— Records for the task —
==========
PR #844, opened 2019-10-06
Fix ImplicitElifViolation false positives on try/except and for/else.

### LINKED ISSUE #835: `if` after `else` in `try` raises false positive WPS513
# Bug report

## What's wrong

Code:

```python
        try:
            return_value = ast.literal_eval(node.body)
        except ValueError:
            # The value was not literal, it's ok.
            return
        else:
            if return_value in self._primitive_values:
                self.add_violation(ImplicitPrimitiveViolation(node))
```

Output:

```
329:13   WPS513 Found implicit `elif` condition
  if return_value in self._primitive_values:
```

## How is that should be

It should not raise this violation. It is not a part of `if` / `else` case.

lensvol:
So this implements additional heuristics to prevent `ImplicitElifViolation` triggering on the following cases:

```python
try:
    ...
except ValueError:
    ...
else:
    ...
```

and

```python
for a in b:
    ...
else:
    ...
```

There is one line covered by `pragma: no cover`, as it can only trigger only when running this tool on obviously broken code and crafting a specific test case for this unlikely eventuality proved burdensome.

## Checklist

## Related issues

Closes #835

### DIFF
--- a/CHANGELOG.md
+++ b/CHANGELOG.md
@@ -9,6 +9,7 @@ We used to have incremental versioning before `0.1.0`.
 ### Features
 
 - Forbids using `Literal[None]` in function annotations
+- Fixes 
 
 
 ## 0.13.0
--- a/CHANGELOG.md
+++ b/CHANGELOG.md
@@ -9,7 +9,10 @@ We used to have incremental versioning before `0.1.0`.
 ### Features
 
 - Forbids using `Literal[None]` in function annotations
-- Fixes 
+
+### Bugfixes
+
+- Fixes **ImplicitElifViolation** false positives on a specific edge cases.
 
 
 ## 0.13.0
--- a/tests/test_visitors/test_tokenize/test_conditions/test_implicit_elif.py
+++ b/tests/test_visitors/test_tokenize/test_conditions/test_implicit_elif.py
@@ -46,6 +46,30 @@ else:
         ...
 """
 
+# False positives
+
+for_else = """
+for a in b:
+   ...
+else:
+   if some:
+       ...
+"""
+
+try_except_else = """
+try:
+   ...
+except:
+   ...
+else:
+   if some:
+       ...
+"""
+
+embedded_else = """
+... if ... else ...
+"""
+
 
 @pytest.mark.parametrize('code', [
     elif_cases,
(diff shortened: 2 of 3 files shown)


CHANGELOG.md
```diff
@@ -9,6 +9,7 @@ We used to have incremental versioning before `0.1.0`.
 ### Features
 
 - Forbids using `Literal[None]` in function annotations
+- Fixes
```
sobolevn: Looks unfinished 🙂 And it should be located in `### Bugfixes` section

tests/test_visitors/test_tokenize/test_conditions/test_implicit_elif.py
```diff
@@ -46,6 +46,30 @@
         ...
 """
 
+# False positives
```
sobolevn: Can you please provide a link to the original issue here?

wemake_python_styleguide/visitors/tokenize/conditions.py
```diff
@@ -57,11 +57,36 @@ def visit_name(self, token: tokenize.TokenInfo) -> None:
...
+        for token in reversed(self.file_tokens[:start_index - 1]):
+            if token.type != tokenize.NAME:
+                continue
+
+            # Here we rely upon an intuition that in Python else have to be
+            # on the same level (same indentation) as parent statement.
+            if token.start[1] == previous_token.start[1]:
+                return token.string in {'if', 'elif'}
+
+        return False  # pragma: no cover
```
sobolevn: Why do we need a `no cover` here? That's a bad sign.

wemake_python_styleguide/visitors/tokenize/conditions.py
```diff
@@ -57,11 +57,36 @@ def visit_name(self, token: tokenize.TokenInfo) -> None:
         """
         self._check_implicit_elif(token)
 
+    def _check_else_belongs_to_if(self, start_index: int) -> bool:
```
sobolevn: We use `_check` prefix for methods that work with nodes. Let's rename it to `_does_belong_to_if`

wemake_python_styleguide/visitors/tokenize/conditions.py
lensvol: I've mentioned that in the description of PR. Short version: it is very hard to craft a specific piece of code to trigger that line, and it will be incorrect Python code at the same time.

If insist, I can do that.

CHANGELOG.md
lensvol: Oops, my bad, untimely Ctrl-Z. :D Will fix.

tests/test_visitors/test_tokenize/test_conditions/test_implicit_elif.py
lensvol: Ok!

wemake_python_styleguide/visitors/tokenize/conditions.py
sobolevn: Can we rewrite the logic then?

lensvol: Sure. :)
==========
— Work request —
Everything in the data must be repeated exactly; leave no line out.

— Solution for this exercise —
PR #844, opened 2019-10-06
Fix ImplicitElifViolation false positives on try/except and for/else.

### LINKED ISSUE #835: `if` after `else` in `try` raises false positive WPS513
# Bug report

## What's wrong

Code:

```python
        try:
            return_value = ast.literal_eval(node.body)
        except ValueError:
            # The value was not literal, it's ok.
            return
        else:
            if return_value in self._primitive_values:
                self.add_violation(ImplicitPrimitiveViolation(node))
```

Output:

```
329:13   WPS513 Found implicit `elif` condition
  if return_value in self._primitive_values:
```

## How is that should be

It should not raise this violation. It is not a part of `if` / `else` case.

lensvol:
So this implements additional heuristics to prevent `ImplicitElifViolation` triggering on the following cases:

```python
try:
    ...
except ValueError:
    ...
else:
    ...
```

and

```python
for a in b:
    ...
else:
    ...
```

There is one line covered by `pragma: no cover`, as it can only trigger only when running this tool on obviously broken code and crafting a specific test case for this unlikely eventuality proved burdensome.

## Checklist

## Related issues

Closes #835

### DIFF
--- a/CHANGELOG.md
+++ b/CHANGELOG.md
@@ -9,6 +9,7 @@ We used to have incremental versioning before `0.1.0`.
 ### Features
 
 - Forbids using `Literal[None]` in function annotations
+- Fixes 
 
 
 ## 0.13.0
--- a/CHANGELOG.md
+++ b/CHANGELOG.md
@@ -9,7 +9,10 @@ We used to have incremental versioning before `0.1.0`.
 ### Features
 
 - Forbids using `Literal[None]` in function annotations
-- Fixes 
+
+### Bugfixes
+
+- Fixes **ImplicitElifViolation** false positives on a specific edge cases.
 
 
 ## 0.13.0
--- a/tests/test_visitors/test_tokenize/test_conditions/test_implicit_elif.py
+++ b/tests/test_visitors/test_tokenize/test_conditions/test_implicit_elif.py
@@ -46,6 +46,30 @@ else:
         ...
 """
 
+# False positives
+
+for_else = """
+for a in b:
+   ...
+else:
+   if some:
+       ...
+"""
+
+try_except_else = """
+try:
+   ...
+except:
+   ...
+else:
+   if some:
+       ...
+"""
+
+embedded_else = """
+... if ... else ...
+"""
+
 
 @pytest.mark.parametrize('code', [
     elif_cases,
(diff shortened: 2 of 3 files shown)


CHANGELOG.md
```diff
@@ -9,6 +9,7 @@ We used to have incremental versioning before `0.1.0`.
 ### Features
 
 - Forbids using `Literal[None]` in function annotations
+- Fixes
```
sobolevn: Looks unfinished 🙂 And it should be located in `### Bugfixes` section

tests/test_visitors/test_tokenize/test_conditions/test_implicit_elif.py
```diff
@@ -46,6 +46,30 @@
         ...
 """
 
+# False positives
```
sobolevn: Can you please provide a link to the original issue here?

wemake_python_styleguide/visitors/tokenize/conditions.py
```diff
@@ -57,11 +57,36 @@ def visit_name(self, token: tokenize.TokenInfo) -> None:
...
+        for token in reversed(self.file_tokens[:start_index - 1]):
+            if token.type != tokenize.NAME:
+                continue
+
+            # Here we rely upon an intuition that in Python else have to be
+            # on the same level (same indentation) as parent statement.
+            if token.start[1] == previous_token.start[1]:
+                return token.string in {'if', 'elif'}
+
+        return False  # pragma: no cover
```
sobolevn: Why do we need a `no cover` here? That's a bad sign.

wemake_python_styleguide/visitors/tokenize/conditions.py
```diff
@@ -57,11 +57,36 @@ def visit_name(self, token: tokenize.TokenInfo) -> None:
         """
         self._check_implicit_elif(token)
 
+    def _check_else_belongs_to_if(self, start_index: int) -> bool:
```
sobolevn: We use `_check` prefix for methods that work with nodes. Let's rename it to `_does_belong_to_if`

wemake_python_styleguide/visitors/tokenize/conditions.py
lensvol: I've mentioned that in the description of PR. Short version: it is very hard to craft a specific piece of code to trigger that line, and it will be incorrect Python code at the same time.

If insist, I can do that.

CHANGELOG.md
lensvol: Oops, my bad, untimely Ctrl-Z. :D Will fix.

tests/test_visitors/test_tokenize/test_conditions/test_implicit_elif.py
lensvol: Ok!

wemake_python_styleguide/visitors/tokenize/conditions.py
sobolevn: Can we rewrite the logic then?

lensvol: Sure. :)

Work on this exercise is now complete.